PR #181, opened 2021-12-01
Write sign up requests to Airtable CRM

### LINKED ISSUE #155: Include sign up endpoint

kevincianfarini:
Closes #155

### DIFF
--- a/backend/src/main/kotlin/org/climatechangemakers/act/feature/membership/model/AirtableCreateRecordRequest.kt
+++ b/backend/src/main/kotlin/org/climatechangemakers/act/feature/membership/model/AirtableCreateRecordRequest.kt
@@ -1,0 +1,53 @@
+package org.climatechangemakers.act.feature.membership.model
+
+import kotlinx.serialization.SerialName
+import kotlinx.serialization.Serializable
+import org.climatechangemakers.act.common.model.RepresentedArea
+import org.climatechangemakers.act.common.serializers.YesNoBooleanSerializer
+
+@Serializable class AirtableCreateRecordRequest private constructor(
+  val records: List<AirtableCreateRecord>,
+) {
+  constructor(
+    email: String,
+    firstName: String,
+    lastName: String,
+    city: String,
+    state: RepresentedArea,
+    experience: Boolean,
+    referral: String,
+  ) : this(
+    listOf(
+      AirtableCreateRecord(
+        AirtableCreateRecordFields(
+          email,
+          firstName,
+          lastName,
+          city,
+          state,
+          referral,
+          experience,
+        )
+      )
+    )
+  )
+}
+
+@Serializable class AirtableCreateRecord(
+  val fields: AirtableCreateRecordFields,
+)
+
+@Serializable class AirtableCreateRecordFields(
+  @SerialName("Email") val email: String,
+  @SerialName("First Name") val firstName: String,
+  @SerialName("Last Name") val lastName: String,
+  @SerialName("City") val city: String,
+  @SerialName("State") val state: RepresentedArea,
+  @SerialName("Referral?") val referral: String,
+
+  @SerialName("Experience?")
+  @Serializable(with = YesNoBooleanSerializer::class)
+  val experience: Boolean,
+) {
+  @SerialName("Country") val country = "USA"
+}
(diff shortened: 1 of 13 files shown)


backend/src/main/kotlin/org/climatechangemakers/act/feature/membership/model/AirtableCreateRecordRequest.kt
```diff
@@ -0,0 +1,53 @@
+package org.climatechangemakers.act.feature.membership.model
+
+import kotlinx.serialization.SerialName
+import kotlinx.serialization.Serializable
+import org.climatechangemakers.act.common.model.RepresentedArea
+import org.climatechangemakers.act.common.serializers.YesNoBooleanSerializer
+
+@Serializable class AirtableCreateRecordRequest private constructor(
+  val records: List<AirtableCreateRecord>,
```
EvanHahn, line 9: Airtable lets you create between 1 and 10 records in a single request (unless it's changed since I departed). Do we want to do anything special to account for that?

backend/src/main/kotlin/org/climatechangemakers/act/feature/membership/model/AirtableCreateRecordRequest.kt
```diff
@@ -0,0 +1,53 @@
...
+    )
+  )
+}
+
+@Serializable class AirtableCreateRecord(
+  val fields: AirtableCreateRecordFields,
+)
+
+@Serializable class AirtableCreateRecordFields(
+  @SerialName("Email") val email: String,
```
EvanHahn, line 41: The Airtable API has some brittleness here, because someone could rename the field and your API integration will break. One solution: use an undocumented but supported feature that lets you pass the field ID instead of its name. You'll have to poke around the devtools to get it (they start with `fld`).

It has the disadvantage of being brittle another way: someone can't replace that field because the ID will be different.

Up to you if you want to do this, and lemme know if I can help you find the field IDs.

EvanHahn (commented):
Partial review.

backend/src/main/kotlin/org/climatechangemakers/act/feature/membership/model/AirtableCreateRecordRequest.kt
kevincianfarini: I don't think so. That would require some kind of caching/queuing mechanism on the backend, which I think adds too much complexity for now.

backend/src/main/kotlin/org/climatechangemakers/act/feature/membership/model/AirtableCreateRecordRequest.kt
kevincianfarini: Yeah, I definitely thought of that. Overall, I'm pretty unpleased with Airtable. 

To your point, I will be communicating to the people who own this airtable service that if they rename tables it will break the action tool. We could look into doing it via undocumented fields, but that also feels fragile to me by nature of it being undocumented. 

There's even more things that worry me. 

Right now, the sign up flow will do two things: 

1. Sign the user up in the Airtable database 
2. Send a mailchimp "welcome" email which allows them to join slack, receive the newsletter, etc. 

The way our data is currently hosted makes it difficult to ensure data integrity. 

What happens if we successfully make the HTTP request to sign a user up, but mailchimp fails? How do we roll that sign up back? How do we indicate to the person signing up that it...kind of worked? 

There are ways, but none of them are elegant and they are all prone to rate limiting and other oddities with the Airtable API. 

Hosting all of this data in our own database makes this all much easier. It would: 

* Not be rate limited
* Allow transactions for data integrity. This is super important because it would allow us to do something like: 

```kt
database.transaction {
  database.signPersonUp(...)
  mailchimp.sendEmail(...)
}
```

In the above, if _either_ of the function calls within the transaction block fails, the transaction would be rolled back. 

tl;dr I think the solution to the myriad of problems we might experience with the Airtable API would be better solved by moving our data into a database we own versus introducing any queuing, batching, caching, or hacked rollback mechanisms. I plan to bring this up to the product folk at Climate Changemakers.

mcchang: Alternatively, we might want to host our customer data in a real CRM like salesforce or hubspot. It will be easier to integrate customer data with other external services if it's in a CRM as opposed to "just in a database"

EvanHahn (approved):
Approving without a full review and can do a follow up later.

PR #192, opened 2021-12-04
Replace join with amplify

### LINKED ISSUE #184: Replace city with zipcode on signup
Change necessary after #183

### LINKED ISSUE #188: Replace Join step with Amplify step, and move Join step to end

jacknugent:
- Create TwitterForm component to reuse logic for tweeting since we do two tweets now
- Add extra form elements for signup
- Move signup to end
- Add amplify section

Closes #184, #188, and #140


kevincianfarini:
Do we want "amplify your voice" to be a step in the progress tracker? Or is it supposed to be lumped in with "post on social"? 

If it's supposed to be lumped in, then we shouldn't mark "post on social" as completed until both of those actions are completed.

frontend/src/Pages/TakeAction/Amplify/Amplify.tsx
```diff
@@ -0,0 +1,46 @@
...
+    };
+
+    return (
+        <div className="pt-2 pb-3">
+            <div className="d-flex">
+                <img src={socialIcon} alt="" height="40" width="40" />
+                <h2 className="text-pink fw-bold mb-3 ms-3">Amplify Your Voice</h2>
+            </div>
+            <TwitterForm
+                preComposedTweet="Just used the @climatevote outreach tool to contact Congress, check it out!"
```
kevincianfarini, line 35: This should probably have a link to `https://act.climatechangemakers.org`, right?

jacknugent: Sure, added

jacknugent:
> Do we want "amplify your voice" to be a step in the progress tracker? Or is it supposed to be lumped in with "post on social"?
> 
> If it's supposed to be lumped in, then we shouldn't mark "post on social" as completed until both of those actions are completed.
> 
> EDIT: I think this is actually a bug. My suspicion is that you changed the label for "Join Our Mission" or whatever it was previously called to be "Amplify" without updating the logic that controls whether or not it's shown. "Amplify" is shown when using the tool from an email that's not already signed up to be a changemaker, but doesn't show up when I use when that's already part of our community.

It was a bug that Amplify was not showing up when a user is part of the community (I pushed a change to fix that). 

As for the "Post on Social" and "Amplify" steps, they are both in the figma:
image

and "Join Our Mission" is no longer a step (it's at the bottom of the page when you're finished). 

Do we want to make Post on Social and Amplify the same step? Or just rename Post on Social to something more specific, like "Tweet Your Reps"

kevincianfarini:
@jacknugent nope! It was just the bug that was confusing me.

kevincianfarini (approved):

PR #217, opened 2021-12-16
Include URL path while logging redacted requests

### LINKED ISSUE #199: Make log redaction more permissive
We should be including the whole path of an API endpoint we're hitting. We should only redact query params and api keys.

kevincianfarini:
For diagnostic purposes, it's useful to have the path of the request available in the logs. This commit still ensures that sensitive information included in the URL (such as username, password, and query params) are still redacted. 

Closes #199


kevincianfarini:
Admin merging for now so that I can make a deployment tonight. Will follow up reviews later.

PR #222, opened 2021-12-17
Tag generated docker images with git hash

kevincianfarini:


.gitlab-ci.yml
```diff
@@ -32,7 +32,7 @@ build-production-container:
   image: docker:stable
   stage: build
   script: 
-    - docker build -t $IMAGE_TAG .
+    - docker build -t $IMAGE_TAG:$(git rev-parse --short HEAD) .
```
EvanHahn, line 35: Could be worth quoting this whole thing to prevent word splitting. I'm reviewing on my phone but it's something like:

    "$IMAGE_TAG:$(...)"

It should be fine without it, but if either expression contains spaces, bad things could happen.

EvanHahn (approved):
LGTM other than one small nitpick.

mcchang:
Can we use the provided `CI_COMMIT_SHORT_SHA` env var instead of manually generating the SHA? https://docs.gitlab.com/ee/ci/variables/predefined_variables.html

.gitlab-ci.yml
```diff
@@ -41,7 +41,7 @@ publish-production-container:
   stage: build
   script: 
     - docker login -u $GITLAB_USER_LOGIN -p $GITLAB_API_KEY registry.gitlab.com 
-    - docker build -t $IMAGE_TAG .
+    - docker build -t $IMAGE_TAG:$(git rev-parse --short HEAD) .
     - docker push $IMAGE_TAG
```
mcchang, line 45: hm, we don't need to push the specific tag here or all tags? https://docs.docker.com/engine/reference/commandline/push/#push-all-tags-of-an-image

kevincianfarini: Yes im into that

kevincianfarini: https://blog.container-solutions.com/tagging-docker-images-the-right-way

.gitlab-ci.yml
kevincianfarini: Done!

kevincianfarini:
@mcchang 

>Can we use the provided CI_COMMIT_SHORT_SHA env var instead of manually generating the SHA? https://docs.gitlab.com/ee/ci/variables/predefined_variables.html

Done!

PR #225, opened 2021-12-19
Use useSWRImmutable to reduce Airtable calls

### LINKED ISSUE #224: Airtable showing a lot of request data
I took a look at the logs today, and it seems like something is awry causing endless requests to AirTable. Based on the time distribution of these requests, I highly doubt its origination is from the backend.

image

I will research this more tomorrow. I suspect this has something to do with the frontend.

jacknugent:
Closes #224

Read more about `useSWRImmutable` [here](https://swr.vercel.app/docs/revalidation)


kevincianfarini (approved):
Thanks for the fix!

PR #150, opened 2017-07-14
Include pagination info in /entries/bookmarks result

### LINKED ISSUE #149: /entries/bookmarks endpoint should return more than just an array
@Pomax @alanmoo 

I just realized `/entries/bookmarks/` endpoint currently only returns an array of entry objects. 

eg., https://network-pulse-api-staging.herokuapp.com/entries/bookmarks/

```js
[
  entryObject1,
  entryObject2,
  ...
]
```

It's missing some essential meta like entries count and pagination info. We should change it so the returned data follows the same schema as what `/entries/` endpoint returns.

e.g., https://network-pulse-api-staging.herokuapp.com/entries/

```js
{
    "count": 169,
    "next": "https://network-pulse-api-staging.herokuapp.com/entries/?page=2",
    "previous": null,
    "results": [
        entryObject1,
        entryObject2,
        ...
    ]
}
```

This is blocking some work on https://github.com/mozilla/network-pulse/issues/310 . 

/cc @hannahkane @xmatthewx

mmmavis:
Fixes #149

### DIFF
--- a/pulseapi/entries/test_views.py
+++ b/pulseapi/entries/test_views.py
@@ -345,8 +345,7 @@ class TestEntryView(PulseStaffTestCase):
 
     def test_bookmarked_entries_view(self):
         """
-        Verify that both authenticated and unauthenticated users can find out
-        what their bookmarked entries are.
+        Verify that authenticated users can see a list of bookmarks.
         """
         # get a legal entry and its associated id
         entries = Entry.objects.all()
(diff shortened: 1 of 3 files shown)


mmmavis:
@Pomax I wonder if we should sort the bookmarked entries from recently bookmarked to least recently bookmarked since that's the order we want to display on the front end. Or maybe we can add a query param `ordering` to allow sorting by different property?

xmatthewx:
Nice work! No need to worry about sorting too much right now. If you want, feel free to file a follow up issue to discuss. Either pub date or fav date is fine for now.

Pomax:
recent-to-last is usually best *unless* you present the user with last-to-recent but start them off on the "last" page with a pagination indicator (because it means that you can bookmark that page-of-bookmarks and it'll always contain the same data). However, I don't think we offer specific page of bookmark linking right now, so sorting most-recent-to-last makes a lot of sense

pulseapi/entries/test_views.py
```diff
@@ -358,8 +358,14 @@ def test_bookmarked_entries_view(self):
...
 
+        # verify data returned has the following properties
         bookmarkJson = json.loads(str(bookmarkResponse.content, 'utf-8'))
-        self.assertEqual(len(bookmarkJson), 1)
+
+        self.assertEqual('count' in bookmarkJson, True)
+        self.assertEqual('previous' in bookmarkJson, True)
+        self.assertEqual('next' in bookmarkJson, True)
+        self.assertEqual('results' in bookmarkJson, True)
+        self.assertEqual(len(bookmarkJson), 4)
```
Pomax: this looks like it's missing the bits to verify that `bookmarkJson.results` still has the correct content

pulseapi/entries/views.py
```diff
@@ -187,11 +186,12 @@ class EntryView(RetrieveAPIView):
 
 
 class BookmarkedEntries(ListAPIView):
+    pagination_class = EntriesPagination
 
     def get_queryset(self):
         user = self.request.user
         bookmarks = UserBookmarks.objects.filter(user=user)
-        return Entry.objects.filter(bookmarked_by__in=bookmarks)
+        return Entry.objects.filter(bookmarked_by__in=bookmarks).order_by('-bookmark_by')
```
Pomax: what is this supposed to order on?

mmmavis: It was done by trial and error so im actually not 100% sure if i did it right. Basically I want the returned entries to be sorted by recently fav’ed to least recently.

I thought `.order_by('-bookmark_by')` is to order the entries by their ids appear in the `users_userbookmarks` table?

mmmavis:
🎉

-=-=-=-=-

> _Activity_
Scan the listing above for the word "LINKED" and show each line where it is found.

> _Written answer_
### LINKED ISSUE #155: Include sign up endpoint
### LINKED ISSUE #184: Replace city with zipcode on signup
### LINKED ISSUE #188: Replace Join step with Amplify step, and move Join step to end
### LINKED ISSUE #199: Make log redaction more permissive
### LINKED ISSUE #224: Airtable showing a lot of request data
### LINKED ISSUE #149: /entries/bookmarks endpoint should return more than just an array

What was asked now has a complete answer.